-- Opening Marker --

PR #102, opened 2020-04-09
[YUNIKORN-86] Set proper resource request and limit for YuniKorn pods

adamantal:


kingamarton:
I think we should add the resource requests to scheduler.yaml as well, to have the same behaviour in case of manual installation as well.

adamantal:
Thanks @kingamarton! Updated the PR accordingly.

Referring to the mail thread discussion: I updated the limits as @yangwwei suggested, and I made it configurable in the Helm chart as @TaoYang526 said.

I'll test it, but in the meantime please review it.

adamantal:
Tested locally (docker-desktop), and it looks good - see comment on jira.

yangwwei:
hi @adamantal mostly seems good to me. can we have the similar changes for `deployment/scheduler/scheduler-load.yaml`?

adamantal:
Updated `scheduler-load.yaml`.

-- Closing Marker --

Required action – What must be transcribed is the run of lines from the one containing "hi @adamantal mostly" to the last line of the data above, inclusive, and only that.

Written answer –
hi @adamantal mostly seems good to me. can we have the similar changes for `deployment/scheduler/scheduler-load.yaml`?

adamantal:
Updated `scheduler-load.yaml`.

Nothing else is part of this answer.